Paul Ryan’s Magical Fantasy Budget
by Benjamin Studebaker
So Mitt Romney has chosen Paul Ryan to be his running mate in the US Presidential election. It is a very telling choice. As regular readers will know, Mitt Romney proposed a tax policy that was more or less mathematically impossible without inflicting severe tax penalties on the bottom 95% of tax payers. It just so happens that Paul Ryan is guilty of precisely the same magical thinking. Let’s explore.
As readers of yesterday’s post (The Romney Tax Plan and “Media Bias”) already know, Mitt Romney proposes large tax cuts, but also promises that these tax cuts will be “revenue neutral”–meaning that they will pay for themselves.
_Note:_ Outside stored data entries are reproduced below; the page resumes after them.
PR #357, opened 2020-12-07
make `lavaan` and `lqmm` methods more robust

IndrajeetPatil:
If I write a wrapper function around `parameters::model_parameters`, it fails only for these two methods and so this PR makes them more robust to these edge cases:

``` r
# setup
set.seed(123)
library(lqmm)

# data
n <- 500
p <- 1:3 / 4
test <- data.frame(x = runif(n, 0, 1))
test$y <- 30 + test$x + rnorm(n)

# model
fit.lqm <-
  lqm(
    y ~ x,
    data = test,
    tau = p,
    control = list(verbose = FALSE, loop_tol_ll = 1e-9),
    fit = TRUE
  )

# plot
parameters::model_parameters(fit.lqm, eta_squared = NULL)
#> Error in boot.lqm(object, ...): unused argument (eta_squared = NULL)
```

<sup>Created on 2020-12-07 by the [reprex package](https://reprex.tidyverse.org) (v0.3.0.9001)</sup>


strengejacke:
I would go a different route. Adding `fake`-arguments might raise confusion, so you instead might evaluate the dots, add valid arguments to a list (e.g. names `args`) and the pass it via `do.call()` in the function [`.extract_parameters_lavaan()`](https://github.com/easystats/parameters/blob/a187169724a57d1606dfa18dc02391b7c9da8c38/R/extract_parameters.R#L587).

```r
# here, evaluate dots instead of my example... make sure to keep only args 
# that are accepted by ?lavaan::parameterEstimates
args <- list(rsquare = TRUE, add.attributes = TRUE)
do.call(lavaan::parameterEstimates, c(list(object = fit, se = TRUE, level = .9), args))
```

strengejacke:
For `summary.lqmm()`, the `...` actually don't do much, so we might think about replacing

```r
cs <- summary(model, ...)
```

by

```r
cs <- summary(model)
```

in `.extract_parameters_lqmm()`.

IndrajeetPatil:
I think I'll leave `lavaan` out for now, seems a bit more complicated than `lqmm`.

strengejacke:
It's not that complicated, actually. All possible arguments are listed here:
https://rdrr.io/cran/lavaan/man/parameterEstimates.html

We have three arguments that we definitely want: `object = fit`, `se = TRUE` and `level = ci`. You can evaluate dots simply by:

```r
dot_args <- list(...)
```

This returns a named list, where names are argument names provides via `...`. You can than filter/match like:

```r
# list all argument names from the function, "..." is just a placeholder here
dot_args <- dot_args[names(dot_args) %in% c("zstat", "pvalue", "standardized", ...)] 
```

then do:

```r
data <- do.call(lavaan::parameterEstimates, c(list(object = fit, se = TRUE, level = ci), dot_args))
```

So it's literally adding just two lines of code (and replacing the last line shown here).

IndrajeetPatil:
The failing tests don't seem to have to do with anything I did.

strengejacke:
> The failing tests don't seem to have to do with anything I did.

No, it's an insight thing...

strengejacke:
Looks good! Need to submit parameters due to failing checks after effectsize update, so I merge this.

PR #364, opened 2020-12-12
WIP: split methods to package-specific files

vincentarelbundock:
This PR is marked as WIP because there `check()` produces one warning related to document (all tests are pass). I will try to figure it out soon.

Aside from that the project is essentially completed on my end, and the only changes I still intend to make (for now) are responses to PR review.

One thing to note is that by splitting methods over package-specific files, I had to use `@include` calls to make sure the documentation was collated in the right order. Once you know about this, it is rather easy.


vincentarelbundock:
Yes, I realize it is crazy to make a PR with 153 file changes. Sorry! (but it's kind of the nature of the proposed change...)

strengejacke:
I did not quite understand why we need the "Collate" field?

R/methods_AER.R
```diff
@@ -0,0 +1,63 @@
+# classes: .tobit, .gamlss
+
+# The `AER::ivreg` is being spun off to a separate package. The methods in 
+# `methods_ivreg.R` should work for objects produce by `AER`.
+
+
+#################### .tobit
+
+#' @include methods_gamlss.R
```
strengejacke, line 9: Why do we need this include tag here?

vincentarelbundock:
> I did not quite understand why we need the "Collate" field?

The PR still breaks, so I still need to figure out exactly how this works, but the basic problem is explained in this `roxygen2` doc:

https://rdrr.io/cran/roxygen2/man/update_collate.html

When building the docs, R will read file alphabetically. So it will start with `methods_AER.R`. But in that file, we assign `<-ci.lm`, which is later in `methods_lm.R`. When calling `devtools::document()`, this will produce an "object not found" error. Using `@include methods_lm.R` tells R to load the dependency first.

Again, it looks like it breaks right now, so I may not have gotten everything right just yet.

strengejacke:
Thanks, understand! The breaking checks came from another issue (should be fixed with https://github.com/easystats/parameters/pull/364/commits/50e1c04dcc07ff5c8bca23c7c356032587ac1c2c). Let's see if we need collate or not (I don't think so, your include-tags should be enough).

vincentarelbundock:
Sure, feel free to experiment. Note that the Collate field was created automatically by `roxygen2`. So if it works, you might have to delete every time you rebuild the docs.

strengejacke:
Ok, we indeed need the Collate field.

strengejacke:
Ok, checks look good! I'll now try to check if there are still duplicated functions, and maybe some minor additions (i.e. comments, like you did in the _AER file).

Thanks a lot for drafting this!

vincentarelbundock:
Fantastic. Let me know if you need help with any of that.

strengejacke:
My suggestion is that w try to stop to commit to _parameters_ master for now, and then we can check all the files over the next days, and then merge this PR. There is no hurry to do this, but don't worry if this PR is not merged the next two days.

vincentarelbundock:
seeing all the new commits, I have to say I'm feeling pretty bad for throwing you in the deep end like this. Hopefully the restructure isn't too bothersome and will bring some benefits in the future...

strengejacke:
Don't worry, the amount of commits make it look much more work than it actually is. Mostly, it's some minor moving of code, adding some comments, to harmonize the order of methods in the files, and this is done when I check the files for duplicated code.

I think I'm almost done, but will still look every now and then when I find some time. I think this is a great start for reorganizing the files. Later we can also move the remaining methods (like degrees_of_freedom()) if we like... But that's not that important, the mail goal was to have single files per package, so adding own methods is easier.

vincentarelbundock:
> Don't worry, the amount of commits make it look much more work than it actually is. Mostly, it's some minor moving of code, adding some comments, to harmonize the order of methods in the files, and this is done when I check the files for duplicated code.
> 
> I think I'm almost done, but will still look every now and then when I find some time. I think this is a great start for reorganizing the files. Later we can also move the remaining methods (like degrees_of_freedom()) if we like... But that's not that important, the mail goal was to have single files per package, so adding own methods is easier.

Cool. I might eventually do another round of changes for DOF et al. when I find time/energy.

PR #788, opened 2024-07-05
yodlee-chase

jla3378:
### Overall Checklist

Unsure whether this behavior is the same across all Yodlee embeds but Chase Bank uses Yodlee as their third-party financial institution connection provider and at least with Chase it's not on Yodlee's domain but is implemented as a subdomain of chase.com (`aggregation-yodlee.chase.com`)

The means by which the cuts were to pay for themselves was via “base broadening”–the elimination of loopholes and deductions. Romney, however, promised not to eliminate loopholes that incentivised investment, and this left his with a rather small pool of loopholes to eliminate, most of which helped the poor and middle classes. The result was a budget that, in order to be soluble, would involve tax increases on the bottom 95% of Americans, with the top 5% receiving a cut.
Since 2008, Paul Ryan has proposed the “Roadmap for America’s Future Act”, popularly known as “The Ryan Budget” once a year. Every year it has failed to become law. So what was in this budget?
Once again, our hard-working, non-partisan, painfully scrupulous friends at the Tax Policy Centre ran their analysis. Here’s what they had to say:
TPC projected the tax cuts in Ryan’s budget would add $4.6 trillion to the federal deficit over the next decade, even after extending the 2001/2003 tax cuts, which would add another $5.4 trillion to the deficit.
Ryan argues that eliminating or scaling back deductions, credits, and exclusions ought to be part of the GOP fiscal plan. But he won’t say how.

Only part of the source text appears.